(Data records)
PR #4325, opened 2026-06-25
feat: add focus indicator and open in google slides button to lesson …

couplm:
…slides

## Description

Music year: [1967](https://www.youtube.com/watch?v=N_MqfF0WBsU) - it is really hard to find songs for anything before the 70s now

- Added a focus indicator to the slide deck embed.
- Took liberty to add the 'Open in Google Slides' button after the slide deck embed. Happy to change this but saw it added in the ticket as feedback and makes sense. Put it after the slide deck so users can focus the deck, see what it is called, then choose to open in a new tab. But maybe this is the wrong behaviour.

## How to test

1. Go to any OWA lesson with a slide deck
2. Focus the slide deck
3. You should see a focus indicator and the Open in Google Slides option

## Checklist

- [ ] Design sign-off


src/components/TeacherComponents/LessonOverviewPresentation/LessonOverviewPresentation.tsx
```diff
@@ -20,28 +42,54 @@ const LessonOverviewPresentation: FC<LessonOverviewPresentationProps> = ({
...
+        <OakSmallTertiaryInvertedButton
+          element={Link}
+          href={presentationEditUrl}
+          target="_blank"
+          rel="noopener noreferrer"
+          iconName="external"
+          isTrailingIcon
+          data-testid="open-presentation-in-google-slides"
+        >
+          Open in Google Slides
```
couplm: Open to feedback on this being something else! The recommended solutions included this but wasn't on the ticket. Just felt like adding focus might not be enough 🤷

src/components/TeacherComponents/LessonOverviewPresentation/LessonOverviewPresentation.tsx
```diff
@@ -20,28 +42,54 @@ const LessonOverviewPresentation: FC<LessonOverviewPresentationProps> = ({
...
-            border: "none",
-          }}
-          loading="eager"
-        />
-      </AspectRatio>
-    </OakBox>
+    <OakFlex $flexDirection="column" $gap="spacing-12">
+      <OakBox $ba={["border-solid-m"]} $width={"100%"}>
+        <AspectRatio ratio={isWorksheetPortrait ? "2:3" : "16:9"}>
+          <SlideEmbedFocusContainer
```
njblore: could we use [`OakFocusIndicator`](https://components.thenational.academy/?path=/docs/components-messaging-and-feedback-oakfocusindicator--docs) here?

src/components/TeacherComponents/LessonOverviewPresentation/LessonOverviewPresentation.tsx
njblore: I'm not 100% but I think we don't want to do this because we lose sight of users who download if they open in slides and download there

messmike: Good shout, might be good to check with @JoStrawOak on this point

JoStrawOak: That's correct. It's something that was introduced with the Cycle 2 work but we want to discourage. Anecdotally Stuart has observed a few computing teachers doing this. The fact that we see 10% lower downloads from users arriving via google than via bing suggests this might be the case. I actually want to discuss this in squad planning tomorrow to see what alternative options we have for the iframe (I dug out your 2 year old spike Tash). Suggest for now we avoid actively encouraging opening in google slides

couplm: Makes sense, thanks all! I will keep it to just focus.

RBrownsett (approved):
Approved- looks good! Focus now shows

messmike (approved):

src/components/TeacherComponents/LessonOverviewPresentation/LessonOverviewPresentation.tsx
```diff
@@ -23,25 +32,36 @@ const LessonOverviewPresentation: FC<LessonOverviewPresentationProps> = ({
...
+    <OakFlex $flexDirection="column" $gap="spacing-12">
+      <OakBox $ba={["border-solid-m"]} $width={"100%"}>
+        <AspectRatio ratio={isWorksheetPortrait ? "2:3" : "16:9"}>
+          <OakFocusIndicator
+            tabIndex={0}
+            style={{ width: "100%", height: "100%" }}
+            role="group"
+            data-testid="overview-presentation-focus-target"
+            aria-label={`${isAdditionalMaterial ? "Document" : "Slide deck"} preview for ${title}`}
+          >
```
njblore, line 71: focus is working but I'm not seeing the correct styling from `OakFocusIndicator` (should be grey and yellow border) - probably not a blocker since it does the job? 

Image

njblore (approved):
🔎

src/components/TeacherComponents/LessonOverviewPresentation/LessonOverviewPresentation.tsx
couplm: Thanks for pointing this out, I hadn't noticed the visual difference and figured `OakFocusIndicator` would've done it automatically, but can see now that it only seems to do links and buttons. I added some CSS to this file for now but admittedly not the best long term fix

→ **Work instructions**:
Reproduce the entries in full, exactly as written.

→ **Finished exercise**:
PR #4325, opened 2026-06-25
feat: add focus indicator and open in google slides button to lesson …

couplm:
…slides

## Description

Music year: [1967](https://www.youtube.com/watch?v=N_MqfF0WBsU) - it is really hard to find songs for anything before the 70s now

- Added a focus indicator to the slide deck embed.
- Took liberty to add the 'Open in Google Slides' button after the slide deck embed. Happy to change this but saw it added in the ticket as feedback and makes sense. Put it after the slide deck so users can focus the deck, see what it is called, then choose to open in a new tab. But maybe this is the wrong behaviour.

## How to test

1. Go to any OWA lesson with a slide deck
2. Focus the slide deck
3. You should see a focus indicator and the Open in Google Slides option

## Checklist

- [ ] Design sign-off


src/components/TeacherComponents/LessonOverviewPresentation/LessonOverviewPresentation.tsx
```diff
@@ -20,28 +42,54 @@ const LessonOverviewPresentation: FC<LessonOverviewPresentationProps> = ({
...
+        <OakSmallTertiaryInvertedButton
+          element={Link}
+          href={presentationEditUrl}
+          target="_blank"
+          rel="noopener noreferrer"
+          iconName="external"
+          isTrailingIcon
+          data-testid="open-presentation-in-google-slides"
+        >
+          Open in Google Slides
```
couplm: Open to feedback on this being something else! The recommended solutions included this but wasn't on the ticket. Just felt like adding focus might not be enough 🤷

src/components/TeacherComponents/LessonOverviewPresentation/LessonOverviewPresentation.tsx
```diff
@@ -20,28 +42,54 @@ const LessonOverviewPresentation: FC<LessonOverviewPresentationProps> = ({
...
-            border: "none",
-          }}
-          loading="eager"
-        />
-      </AspectRatio>
-    </OakBox>
+    <OakFlex $flexDirection="column" $gap="spacing-12">
+      <OakBox $ba={["border-solid-m"]} $width={"100%"}>
+        <AspectRatio ratio={isWorksheetPortrait ? "2:3" : "16:9"}>
+          <SlideEmbedFocusContainer
```
njblore: could we use [`OakFocusIndicator`](https://components.thenational.academy/?path=/docs/components-messaging-and-feedback-oakfocusindicator--docs) here?

src/components/TeacherComponents/LessonOverviewPresentation/LessonOverviewPresentation.tsx
njblore: I'm not 100% but I think we don't want to do this because we lose sight of users who download if they open in slides and download there

messmike: Good shout, might be good to check with @JoStrawOak on this point

JoStrawOak: That's correct. It's something that was introduced with the Cycle 2 work but we want to discourage. Anecdotally Stuart has observed a few computing teachers doing this. The fact that we see 10% lower downloads from users arriving via google than via bing suggests this might be the case. I actually want to discuss this in squad planning tomorrow to see what alternative options we have for the iframe (I dug out your 2 year old spike Tash). Suggest for now we avoid actively encouraging opening in google slides

couplm: Makes sense, thanks all! I will keep it to just focus.

RBrownsett (approved):
Approved- looks good! Focus now shows

messmike (approved):

src/components/TeacherComponents/LessonOverviewPresentation/LessonOverviewPresentation.tsx
```diff
@@ -23,25 +32,36 @@ const LessonOverviewPresentation: FC<LessonOverviewPresentationProps> = ({
...
+    <OakFlex $flexDirection="column" $gap="spacing-12">
+      <OakBox $ba={["border-solid-m"]} $width={"100%"}>
+        <AspectRatio ratio={isWorksheetPortrait ? "2:3" : "16:9"}>
+          <OakFocusIndicator
+            tabIndex={0}
+            style={{ width: "100%", height: "100%" }}
+            role="group"
+            data-testid="overview-presentation-focus-target"
+            aria-label={`${isAdditionalMaterial ? "Document" : "Slide deck"} preview for ${title}`}
+          >
```
njblore, line 71: focus is working but I'm not seeing the correct styling from `OakFocusIndicator` (should be grey and yellow border) - probably not a blocker since it does the job? 

Image

njblore (approved):
🔎

src/components/TeacherComponents/LessonOverviewPresentation/LessonOverviewPresentation.tsx
couplm: Thanks for pointing this out, I hadn't noticed the visual difference and figured `OakFocusIndicator` would've done it automatically, but can see now that it only seems to do links and buttons. I added some CSS to this file for now but admittedly not the best long term fix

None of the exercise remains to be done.